PR #1448, opened 2017-08-28
Add non-interned string PMT type 'pmt_string'

samfpetersen:
For my application, I use many symbol PMTs (pmt::string_to_symbol, pmt::intern) that are decoded from stream data. These strings are long and unique and they are created frequently, so over time the PMT symbol hash table fills up - old symbols cannot be removed. This causes increasing hash table access times (iterating long linked lists of collisions) and unbounded memory usage growth. 

In this case, it makes more sense to just work with the string itself rather than dealing with string interning. My solution is to add a non-interned PMT string type and appropriate functions to the PMT API - not interfering with the existing pmt_symbol API at all. 

If there are enough applications that could benefit from this functionality, I think it should be added. 

### Usage
C++:
```
// Convert string to non-interned string PMT (2nd arg indicates whether to intern - default is false)
pmt::pmt_t foo_pmt = pmt::from_string("foo", false);

// Convert non-interned string PMT to string
std::string foo_str = pmt::to_string(foo_pmt);
```
Python:
```
# Convert string to non-interned string PMT
# Use string subclass 'str_noninterned' to indicate non-interned string
foo_str = pmt.str_noninterned("foo")
foo_pmt = pmt.to_pmt(foo_str)

# Convert non-interned string PMT to string
foo_str2 = pmt.to_python(foo_pmt)
```

### DIFF
--- a/gnuradio-runtime/include/pmt/pmt.h
+++ b/gnuradio-runtime/include/pmt/pmt.h
@@ -154,6 +154,26 @@ PMT_API pmt_t intern(const std::string &s);
  */
 PMT_API const std::string symbol_to_string(const pmt_t& sym);
 
+
+/*
+ * ------------------------------------------------------------------------
+ *                 Non-interned strings
+ * ------------------------------------------------------------------------
+ */
+
+//! Return true if obj is a non-interned string PMT, else false.
+PMT_API bool is_string(const pmt_t& p);
+
+/*!
+ * Return an interned or non-interned string PMT containing the given string.
+ */
+PMT_API pmt_t from_string(std::string str, bool interned=false);
+
+/*!
+ * If \p is a string PMT (interned or non-interned), return the contained string
+ */
+PMT_API std::string to_string(const pmt_t& p);
+
 /*
  * ------------------------------------------------------------------------
  *           Numbers: we support integer, real and complex
--- a/gnuradio-runtime/include/pmt/pmt.h
+++ b/gnuradio-runtime/include/pmt/pmt.h
@@ -161,18 +161,19 @@ PMT_API const std::string symbol_to_string(const pmt_t& sym);
  * ------------------------------------------------------------------------
  */
 
-//! Return true if obj is a non-interned string PMT, else false.
+//! Return true if obj is a string PMT, else false.
 PMT_API bool is_string(const pmt_t& p);
 
 /*!
- * Return an interned or non-interned string PMT containing the given string.
+ * Return a string PMT containing the given string - if the string is already in the
+ * symbol table, the PMT will be interned, otherwise it will be non-interned.
  */
-PMT_API pmt_t from_string(std::string str, bool interned=false);
+PMT_API pmt_t from_string(const std::string &str);
 
 /*!
  * If \p is a string PMT (interned or non-interned), return the contained string
  */
-PMT_API std::string to_string(const pmt_t& p);
+PMT_API const std::string to_string(const pmt_t& p);
 
 /*
  * ------------------------------------------------------------------------
--- a/gnuradio-runtime/include/pmt/pmt.h
+++ b/gnuradio-runtime/include/pmt/pmt.h
@@ -24,6 +24,7 @@
 #define INCLUDED_PMT_H
 
 #include <pmt/api.h>
+#include <gnuradio/attributes.h>
 #include <boost/intrusive_ptr.hpp>
 #include <boost/shared_ptr.hpp>
 #include <boost/any.hpp>
@@ -139,6 +140,7 @@ PMT_API bool to_bool(pmt_t val);
  */
 
 //! Return true if obj is a symbol, else false.
+__GR_ATTR_DEPRECATED
 PMT_API bool is_symbol(const pmt_t& obj);
 
 //! Return the symbol whose name is \p s.
--- a/gnuradio-runtime/lib/basic_block.cc
+++ b/gnuradio-runtime/lib/basic_block.cc
@@ -92,7 +92,7 @@ namespace gr {
   void
   basic_block::message_port_register_in(pmt::pmt_t port_id)
   {
-    if(!pmt::is_symbol(port_id)) {
+    if(!pmt::is_string(port_id)) {
       throw std::runtime_error("message_port_register_in: bad port id");
     }
     msg_queue[port_id] = msg_queue_t();
@@ -115,7 +115,7 @@ namespace gr {
   void
   basic_block::message_port_register_out(pmt::pmt_t port_id)
   {
-    if(!pmt::is_symbol(port_id)) {
+    if(!pmt::is_string(port_id)) {
       throw std::runtime_error("message_port_register_out: bad port id");
     }
     if(pmt::dict_has_key(d_message_subscribers, port_id)) {
--- a/gnuradio-runtime/lib/block_detail.cc
+++ b/gnuradio-runtime/lib/block_detail.cc
@@ -192,7 +192,7 @@ namespace gr {
   void
   block_detail::add_item_tag(unsigned int which_output, const tag_t &tag)
   {
-    if(!pmt::is_symbol(tag.key)) {
+    if(!pmt::is_string(tag.key)) {
       throw pmt::wrong_type("block_detail::add_item_tag key", tag.key);
     }
     else {
@@ -204,7 +204,7 @@ namespace gr {
   void
   block_detail::remove_item_tag(unsigned int which_input, const tag_t &tag, long id)
   {
-    if(!pmt::is_symbol(tag.key)) {
+    if(!pmt::is_string(tag.key)) {
       throw pmt::wrong_type("block_detail::add_item_tag key", tag.key);
     }
     else {
--- a/gnuradio-runtime/lib/controlport/thrift/rpcpmtconverters_thrift.cc
+++ b/gnuradio-runtime/lib/controlport/thrift/rpcpmtconverters_thrift.cc
@@ -34,7 +34,7 @@ rpcpmtconverter::from_pmt(const pmt::pmt_t& knob)
     result.value.__set_a_double(pmt::to_double(knob));
     return result;
   }
-  else if(pmt::is_symbol(knob)) {
+  else if(pmt::is_string(knob)) {
     std::string value = pmt::symbol_to_string(knob);
     GNURadio::Knob result;
     result.type = GNURadio::BaseTypes::STRING;
--- a/gnuradio-runtime/lib/hier_block2.cc
+++ b/gnuradio-runtime/lib/hier_block2.cc
@@ -91,7 +91,7 @@ namespace gr {
   hier_block2::msg_connect(basic_block_sptr src, pmt::pmt_t srcport,
                            basic_block_sptr dst, pmt::pmt_t dstport)
   {
-    if(!pmt::is_symbol(srcport)) {
+    if(!pmt::is_string(srcport)) {
       throw std::runtime_error("bad port id");
     }
     d_detail->msg_connect(src, srcport, dst, dstport);
@@ -108,7 +108,7 @@ namespace gr {
   hier_block2::msg_disconnect(basic_block_sptr src, pmt::pmt_t srcport,
                               basic_block_sptr dst, pmt::pmt_t dstport)
   {
-    if(!pmt::is_symbol(srcport)) {
+    if(!pmt::is_string(srcport)) {
       throw std::runtime_error("bad port id");
     }
     d_detail->msg_disconnect(src, srcport, dst, dstport);
--- a/gnuradio-runtime/lib/pmt/pmt-serial-tags.scm
+++ b/gnuradio-runtime/lib/pmt/pmt-serial-tags.scm
@@ -36,6 +36,8 @@
 (define pst-uint64	#x0b)
 (define pst-tuple	#x0c)
 
+(define pst-string        #x0d)   ; untagged-int16 n; followed by n bytes of string value
+
 ;; u8, s8, u16, s16, u32, s32, u64, s64, f32, f64, c32, c64
 ;;
 ;;   untagged-uint8  tag
--- a/gnuradio-runtime/lib/pmt/pmt.cc
+++ b/gnuradio-runtime/lib/pmt/pmt.cc
@@ -285,6 +285,12 @@ hash_string(const std::string &s)
 bool
 is_symbol(const pmt_t& p)
 {
+  return p->is_string();
+}
+
+bool
+is_interned_string(const pmt_t& p)
+{
   return p->is_string() && _string(p)->is_interned();
 }
 
--- a/gnuradio-runtime/lib/pmt/pmt.cc
+++ b/gnuradio-runtime/lib/pmt/pmt.cc
@@ -122,6 +122,12 @@ _symbol(pmt_t x)
   return dynamic_cast<pmt_symbol*>(x.get());
 }
 
+static pmt_string *
+_string(pmt_t x)
+{
+  return dynamic_cast<pmt_string*>(x.get());
+}
+
 static pmt_integer *
 _integer(pmt_t x)
 {
@@ -332,7 +338,40 @@ symbol_to_string(const pmt_t& sym)
   return _symbol(sym)->name();
 }
 
+////////////////////////////////////////////////////////////////////////////
+//                             Non-interned strings
+////////////////////////////////////////////////////////////////////////////
 
+pmt_string::pmt_string(std::string value) : d_value(value) {}
+
+bool
+is_string(const pmt_t& p)
+{
+  return p->is_string();
+}
+
+
+pmt_t
+from_string(std::string str, bool interned)
+{
+  if (interned) {
+    return string_to_symbol(str);
+  } else {
+    return pmt_t(new pmt_string(str));
+  }
+}
+
+std::string
+to_string(const pmt_t& p)
+{
+  if (p->is_symbol()) {
+    return symbol_to_string(p);
+  } else if (p->is_string()) {
+    return _string(p)->value();
+  }
+
+  throw wrong_type("pmt_to_string", p);
+}
 
 ////////////////////////////////////////////////////////////////////////////
 //                             Number
@@ -1080,6 +1119,9 @@ eqv(const pmt_t& x, const pmt_t& y)
   if (x == y)
     return true;
 
+  if (x->is_string() && y->is_string())
+    return _string(x)->value() == _string(y)->value();
+
   if (x->is_integer() && y->is_integer())
     return _integer(x)->value() == _integer(y)->value();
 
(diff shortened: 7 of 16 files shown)


marcusmueller:
Great stuff!

Nearly agreeing with @bastibl here, I've got a few observations from the PMT code, however:

# Overly long version

* I believe PMTs were invented and hand-optimized very much with performance in mind, but we might need to reevaluate that with modern compilers and machines.
  * Although a lot of rather intense design deviations from the rest of GR were made, no benchmarks of why these were made have been passed down (that I knew of)
* As far as I can tell, the purpose of having interning PMTs is that you then get *unique* objects with fixed addresses which 
  * saves memory (that might not even be true for small strings), 
  * avoids calculating a content hash to find the right port in a `map` or so if you re-use the symbol
* We have many places in the source code where things like `if(pmt::dict_has_key(msg, pmt::intern("resamp_ratio")))` call the symbol constructor in-place.
  * Presumable even far more common OOT.
  * That defeats half of the purpose of having a type that would avoids repeated strcmp or hashing, if you first need to have a hash or a string comp to see whether that string has been interned before.
  * not a surprise – symbol do's and dont's were never prominently hammered into user's heads.
    * not a surprise either – doing it right by PMT is *not* pretty at all.
  * the performance of the `pmt::symbol` constructor is hence critical in practice, if internalizing had any advantage in the first place
* The fact that we're locking the hash table for interned strings on creation of new ones is actually a bit of a problem, as it requires double-iterating before and after locking, should an existing incarnation of the symbol not have been found
  * the mutex is only protecting the table from being simultaneously modified. It does **not** protect against iterating through the table while a new symbol is added. The table is a std::vector of fixed size.
* The table is a std::vector of fixed size to hold linked lists of pmt::symbols that have the same hash.
  * std::vector for fixed size is inefficient, but who cares.
  * instead of a clever tree structure that'd allow us to bound the lookup time, we use a linked list
  * The hash table size is 701, hardwired, without any reasoning. The hashing function is undocumented. "Obscure" is usually not a design goal of core components.
  * hash collisions are expensive here; far more than let's say having a hash table of a few kBs more, is my feeling. 701 seems oddly small. See: birthday paradox below 
why a 701 hashtable is bad The probability of a collision crosses 50% after only 30 different internized strings, and 99% after 79%.
    * And that is *assuming* that  the hashes are equally distributed. Which they don't really seem to be: 
distribution of hashes for english words This figure was made based on nearly half a million different English strings. The variance should definitely not be 4%.
* Interned Strings are not transportable as such, and thus, it's a bad idea that a PMT library has them if transportability is going to be a core feature in the future.

<hr>

# Overly short version

* Benefit `pmt::intern`: Speed when looking up (pointer comparison)
* Cost of `pmt::intern`: hashing + table storage on creation
* Rule "never create repeatedly" is not well-known
* Real-world-usage benefit hence questionable since not observed in the wild
* PMT impl not 100% thread safe
* hash table in `pmt::intern` far too small, collisions non-negligible already at small numbers
* hash function suboptimal
* hash table contains suboptimal linked lists

<hr>

# Conclusion

I'm very happily going to review this PR in depth. I'd recommend that we compare the CPU consumption  of the interning code and a boring `std::map<std::string, pmt_t>`.

# Consequences of this for the whole project

* if above benchmark doesn't yield significant advantages for the usage `pmt::intern`, replace by `map` impl on master
* for next: use PMT-heavy flow graph, completely remove the internalization (i.e. alias `pmt::symbol` to `pmt::string`), actually measure time spent in PMT functionality (`perf` will be sufficient for this). @osh has a lot of message-passing-intense FGs, he probably has a good idea of what a good measurement parcour would be

<hr>

# Must-haves for **this** pull request

Luckily, @samfpetersen doesn't have to implement any of the above before we can make use of his feature. However, as @bastibl pointed out, people *will* want to use `pmt::string`, but I don't see the downside of that, *iff* we can avoid that this causes errors when users pass strings (it would currently do). I don't see any downsides of internally converting to `pmt::symbol` in general (am I missing somethin, @jmcorgan, @bastibl ?)

* Make `pmt::string` the default thing to do return doing `pmt::mp(std::string)`. Clean up GNU Radio tree itself, and use `pmt::symbol` explicit where `mp` is used now to name ports and
* add code to `basic_block`'s port registering functions to convert pmt::strings to pmt::interns internally
* add code to the `stream_tag` type to automatically cast `pmt::string` to `pmt::intern` for keys
* implement `operator==` or `eqv` or whatever that thing is called that compares two PMTs so that strings and symbols of the same content are equal.

marcusmueller:
Code for graphs above: https://github.com/marcusmueller/birthday_paradox

marcusmueller:
Oh, and by the way, if we have a string type that is not just a wrapper for null-terminate char[] in `pmt::uvector8`, let's define these are *actually* strings, as in: strings are to be UTF8-encoded. That'd save us ambiguity later.

bastibl:
So, AFAIS, the options are:

- leave everything as is and recommend to use blobs for that use case
- stick with interned symbols and increase the hash table size
- stick with interned symbols and use a different data structure (maybe something that adapts its size dynamically once it reaches a certain utilization).
- extend symbols to allow non-interned strings

Even in the last case, I wouldn't change the defaults (which would require adapting core components).

marcusmueller:
> leave everything as is and recommend to use blobs for that use case

I'd say that we also should be stressing that interning things that aren't actually symbols is bad, somewhere in documentation. But I don't know where.

> stick with interned symbols and increase the hash table size

That won't work without restrictions. The modulo 701 seems to be part of the hashing, actually, even if it's not in the actual hash function (why?), because if I increase 701 to let's say 1024, it becomes obvious that the hashing function isn't uniformly distributed (caveat: at least for English words)

distribution of hashes for english words

It is to be assumed that whatever the hash table size should be, it shouldn't be a power of 2; the only special property I could figure out about 701 is that it's prime, but clearly, number theory isn't what I'm normally good at on a Friday night. So, I just tried with 2039 (which happens to be the largest prime number < 2048, and for some reason, that sounded like a good idea at the point), and that kind of worked (the variance of distribution increased by *roughly* a factor of (2039/701)², which is plausible, but at that point, I'd have to derive a term for the variance of the variance of realization of uniform random variables. Not doing that today.) The variance of a discrete random variable with uniform distribution over N values is (N²-1)/12, and while figuring that out was a nice short exercise, I realize I shouldn't be the one that abuses low-order stochastic moments to reason about hashes.

There's decades of Algebra and CS to design good hashes that are uniform, so either we can trust this hash (for example, because @jmcorgan says its good, assuming he was around when it was introduced and simply knows more than I do about it), or we just replace it with whatever hash standard libraries use in their hashmaps for strings. And while we're doing that, we can just as well just use that hashmap.

> stick with interned symbols and use a different data structure (maybe something that adapts its size dynamically once it reaches a certain utilization).

I'd say, yes, maybe that's a good idea. And, yet another reason to hope for C++11, as that has `unordered_map`, whose implementations pretty certainly have some B-Tree underneath, considering the standard talks of "buckets". 

Our current average complexity is (SIZE_TABLE+  N_COLLISIONS/SIZE_TABLE)/2 (we do a linear search through the hash table, and then jump along the list of colliding strings; the latter through being indirect is probably a lot more expensive). So, even assuming there'd be no hash collisions, we have O(N); the basic B tree has O(log N) worst-case.

> extend symbols to allow non-interned strings (I wouldn't change the defaults, which would require adapting core components)

I see that you wouldn't unnecessarily want to modify core components, but I'd argue that there's really just tags and the msg port registrars as well as msg_connect to be changed in the core – and by changing the default, we'd use the (less expensive if not needed) string type, which is probably what people would want, right? (That's a serious question – if 99% of string usage of PMT is actually going to be symbols, then, oh well)

bastibl:
I think first we have to decide whether we want to support this use case. I can't think of an argument against just using blobs. If you receive some bytes, you could just as well move them around in blobs. Or is there a reason to immediately interpret them as strings?

Only if we really, really want to support that use case, we should think of how to do it properly. In my opinion, there should be only one string class. So the options would be to add support for non-interned strings or intern everything and add garbage collection. GC is important because it's not only about hash collisions but also about memory usage. Currently, the strings would stay around forever, wasting memory and causing collisions. 

How to maintain interned symbols might be an independent question. With
> stick with interned symbols and increase the hash table size

I didn't mean to blindly increase the hash table size and hope for the best. If we want to stick with the current approach, we'll find a way to hash a string to an array of arbitrary size.
But if we want to change something, we might first want to think if the problem here is so specific that we need a custom implementation. There is an unorder_map in boost, which might be an alternative until we have C++11.

> I'd say, yes, maybe that's a good idea. And, yet another reason to hope for C++11, as that has unordered_map, whose implementations pretty certainly have some B-Tree underneath, considering the standard talks of "buckets".

Looking at `bucket_count` and `rehash` I don't think that they use B-trees. I guess it's just the same as we have (except for automatic adaptation of the hash table size).

marcusmueller:
> can't think of an argument against just using blobs. If you receive some bytes, you could just as well move them around in blobs. Or is there a reason to immediately interpret them as strings?

If we wanted to push around raw bytes, why would we have PMTs in the first place? I think the difference between a PMT and a buffer with a size-defining header is that the PMT includes type info, which, to some extent, is even semantic (we make and break those semantics all the time, ie. a list is a tuple of element, tuple(element,tuple)…, a dictionary is a list of (key,value), and such). 

If user desire is to have a portable string wrapper, then we need a portable string wrapper, so we at least should define that strings in a blob have a specific encoding. It might be clever to formalize that with a PMT specialization.

Assuming we're not going the UTF-32 route, that would mean len(BLOB) / sizeof(glyph) !=  len(string), so that the string length is something that the receiver needs to parse from the payload. I'm currently arguing with myself whether having the string length (as something that actually results from the data) as field in a PMT is a bad or a good idea. Probably handy, but probably a security hazard (yeah, sure, parse my 2³² byte long string).

bastibl:
So after we introduce the new string semantic, we immediately worry about the internal byte representation :-) I think that highlights the problem.

In all use-cases I can think of, I'd more worry about the bytes then the string semantic. In my opinion, it only complicates stuff (can I fit that 3 character string in a 4 byte frame? What is the string length? What encoding does GNU Radio use? How can I convert my UTF-16 string in a GNU Radio string?) 

It's complicated and GNU Radio cannot help here. Some applications might use ASCII, others support Unicode with UTF-8/16/32, and again others something custom... So how to convert a string to and from bytes is nothing we could do. That means the user would have to figure out how to make a GNU Radio string out of his chunk of bytes and vice versa.

Maybe I just don't get the advantage of a string semantic. I'd just avoid the hassle and pass them around as blobs. 

> If we wanted to push around raw bytes, why would we have PMTs in the first place?

And don't see why the fact that there are valid use-cases for a blob, questions the existence of PMTs in general.

Anyhow, since people want to do this, I'd recommend using std::string internally and report lengths, etc similar to it. If we try to invent our own better strings, we might end up like Boost. I also don't think that there are any security issues. AFAIK, GNU Radio does not implement any security concept that protects you from bogus data.

According to my understanding, the plan would be to
- rename symbols to string
- add a parameter to specify if this string is interned or not (i.e., whether it is used as string or identifier)
- make the new strings the default and change the API

I'm not sure how you planned to handle the last point

> I see that you wouldn't unnecessarily want to modify core components, but I'd argue that there's really just tags and the msg port registrars as well as msg_connect to be changed in the core 

I don't see how this can be done without changing all blocks (and adpat OOTs). How is, for example, `add_item_tag` supposed to work. Either we change its use in the blocks, to
```add_item_tag(_, _, pmt::string_to_symbol("wifi_start", false), _, _);```
or
```add_item_tag(_, _, "wifi_start", _, _);```
If we stick to the current
```add_item_tag(_, _, pmt::string_to_symbol("wifi_start"), _, _);```
the non-interned string is already created.

**Comment by marcusmueller** [comment]
Hm, you raise a very fine point with your "let's not worry about application payload representation", indeed. GNU Radio's not going to solve string representation.

> And don't see why the fact that there are valid use-cases for a blob, questions the existence of PMTs in general.

That's true, too. So yeah, I have to  retract that argument.

> *  make the new strings the default and change the API
>
> I'm not sure how you planned to handle the last point

In the case of tag keys, I think using interned strings is the right thing – so no need to change things there, especially if people are already using the explicit "string_to_symbol". 

What I meant was that `pmt::mp` (which is the "do the right thing" method, but to be honest, I don't know what `mp` stands for) should give you a *non-interned* string, that the methods that actually want an interned string can convert to an interned string internally.

So, to keep in the examples, if your tags contained payload data, e.g. the currently playing song via RDS, that payload shouldn't be interned by default.

**Comment by bastibl** [comment]
OK, was a bad example, because I actually expected that the whole 'symbol' naming gets dropped, i.e., that we only stick to `mp` and `string`, which, AFAIS, would require to change from `pmt::mp("foo")` to `pmt::mp("foo", false)`

Anyhow, I think these are details. If you still think that this is a good idea, someone would have to implement it. Who's in @marcusmueller, @samfpetersen ? @samfpetersen, I've seen you already worked in that direction in another branch.

**Comment by samfpetersen** [comment]
I've been out of the loop for a couple weeks, but before I left I tried to put together an [implementation](https://github.com/samfpetersen/gnuradio/tree/pmtstring) that doesn't alter the existing API, but that uses a single pmt_string class for both interned and non-interned strings. My main guidelines were

- Existing block code should not have to be changed, API calls should still work the same under the hood
- Interning should be an optional feature but should be recommended for efficiency in many cases -  `pmt::string_to_symbol` and `pmt::from_string` should be interchangeable from a behavior standpoint, the only difference should be performance (speed, memory usage, etc.).
- Serialization should preserve whether the string is interned or non-interned 
- Python string <-> string PMT conversion should not require the user to think about interning, but it should be possible to create interned and non-interned string PMTs from Python

In this implementation, calling `pmt::string_to_symbol` and `pmt::intern` will always create interned string PMTs, keeping existing functionality. Calling `pmt::from_string` will return an interned string PMT if the string has already been interned, otherwise it will return a non-interned string PMT. Although this involves computing the hash even when not interning, it makes the pmt<->python conversion simpler, a feature that I use often. Also, I left the syntactic sugar `pmt::mp` functions as is, calling `pmt::string_to_symbol` (maybe these should call `pmt::from_string` as per @marcusmueller's last comment).

With this implementation, the user would have to explicitly intern strings using `pmt::intern` or `pmt::string_to_symbol`. I agree with @bastibl's initial assessment that providing the `pmt::from_string` method will mean most users won't use interning at all, but I think the performance impact of the string comparisons will be negligible for these type of users anyway. I think if there was some info about when to use `pmt::intern` vs `pmt::from_string` in the documentation, more serious users would pick up on it quite easily. Plus, all the example code already uses `pmt::intern`/`pmt::string_to_symbol` for things like dictionary keys and tag keys.

Let me know what you guys think - I think this differs from what has been discussed lately but a lot of the same ideas are there.

**Comment by bastibl** [comment]
Looks good to me. However, one problem seems to be that

```
import pmt
a = pmt.to_pmt('foo')
pmt.is_symbol(a)
-> False
```

At least it breaks `qa_tag_share`. Following this approach, I think symbols should be the default everywhere.

@marcusmueller, what do you think about this approach?

jmcorgan:
@bastibl  @marcusmueller let me know where this stands.

samfpetersen:
@bastibl the PMT<->Python implications are tricky for this feature in general. Boils down to the fact that when a PMT string is converted to a Python string, whether or not it was intended to be interned is lost.

For example, a few Python blocks I use receive data from a message port as a PMT dictionary. They basically convert the PMT dictionary to a Python dictionary, do some work with that data (often modifying or adding dictionary entries), and then send the data on an output message port as a PMT dictionary again. In this case, if symbols were the default when converting Python->PMT, even if I had previously chosen to not intern a string in that PMT dictionary, it would be interned after I convert it to Python and back. That's why in my implementation, I made Python->PMT return symbols only if the string has already been interned, otherwise it returns a non-interned string. 

I couldn't think of a way to keep symbols as the default while keeping the PMT<->Python functionality intuitive to the user.

bastibl:
But now we have inconsistent defaults or am I getting this wrong? AFAIS, you create symbols by default in C++ and strings by default in Python. I don't think that's a good idea.
I think that either we:
- Create symbols by default, which doesn't require changes to the core. You would have to create a utility function to create a PMT dictionary with strings from a Python dictionary.
- Create strings by default, which would change the semantic of the API.
@marcusmueller what do you think. AFAIS, you favored the second option.

mbr0wn:
Is there an option for a compromise here, where we add some convenience methods / aliases to create blobs from strings and vice versa? Python has the concept of byte strings, too, which map directly to `std::string` (UTF-* strings don't have that simple conversion).

samfpetersen:
Hmm, so I was stuck on how to proceed with this and I thought of a [totally different solution](https://github.com/gnuradio/gnuradio/compare/master...samfpetersen:pmt-symbol-gc) that involves garbage collecting symbols that are both unused and old. This involves no change at all to the API, and I believe the added cost of garbage collection is fairly low (have not actually benchmarked). It does seem a little bit hacky to me, but it is thread safe. 

Before a symbol is added to the hash table, all the symbols in that hash bin are checked for garbage collection. The GC removes a symbol from the hash table if 1) the symbol is not referenced except for in the hash table, and 2) the symbol "hasn't been accessed in a while". Number 1 works by inspecting the reference count used by `boost::intrusive_ptr`. Number 2 works by keeping a running total of the number of symbols created, comparing the current total with the value of the `d_expiration` field in the symbol class. Every time the symbol is retrieved the `d_expiration` field is updated by setting it to the current total plus an arbitrary constant (`SYMBOL_EXPIRATION`). 

It might be a good idea to enable advanced users to enable/disable GC, possibly even change the `SYMBOL_EXPIRATION` constant to a user-configurable value. 

Let me know if this solution sounds any better

bastibl:
It's getting a bit confusing. My current understanding is this:

- one question is whether we really want the string semantic in PMTs. I think that's what @marcusmueller wants. The initial PR really differentiated between string and symbol. The current one with garbage collection does not.

- if it is really only about performance and we don't care about string semantics, I agree with @mbr0wn. I would not change the core, but use blobs to transport strings and use some convenience methods to convert back and forth.

jmcorgan:
I'm onboard with @bastibbl @mbr0wn thinking here.

Ka-zam:
Like samfpetersen I use interned strings to send decoded data around and need long term stability in my system. Has there been any decisions made regarding this issue yet?

bastibl:
I think, most people would like to stick to the current implementation and use blobs in this use-case. I'd recommend to close this PR if nobody has strong feelings against that.

samfpetersen:
I'm fine with that, but I think there should at least be more information in the documentation about this problem. Key points would be:

- Don't use strings to represent data, only use strings for names of things
- `pmt::intern()` / `pmt::string_to_symbol()` are relatively expensive operations, so save the result for reuse

A little bit of info in the documentation about string interning might also be useful to shine some light on these points.

Also, I'm still in favor of increasing the number of hash bins, in light of @marcusmueller's hash collision analysis.

marcusmueller:
In this case, closing the PR! Thanks for the good code, and great discussion. As I type this, @mbr0wn is creating an issue (see below) so that we don't lose the points that are in @samfpetersen last comment here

- Task statement
For this exercise, return every line from the data that holds the string "certainly".

- Output of the task
I'd say, yes, maybe that's a good idea. And, yet another reason to hope for C++11, as that has `unordered_map`, whose implementations pretty certainly have some B-Tree underneath, considering the standard talks of "buckets". 
> I'd say, yes, maybe that's a good idea. And, yet another reason to hope for C++11, as that has unordered_map, whose implementations pretty certainly have some B-Tree underneath, considering the standard talks of "buckets".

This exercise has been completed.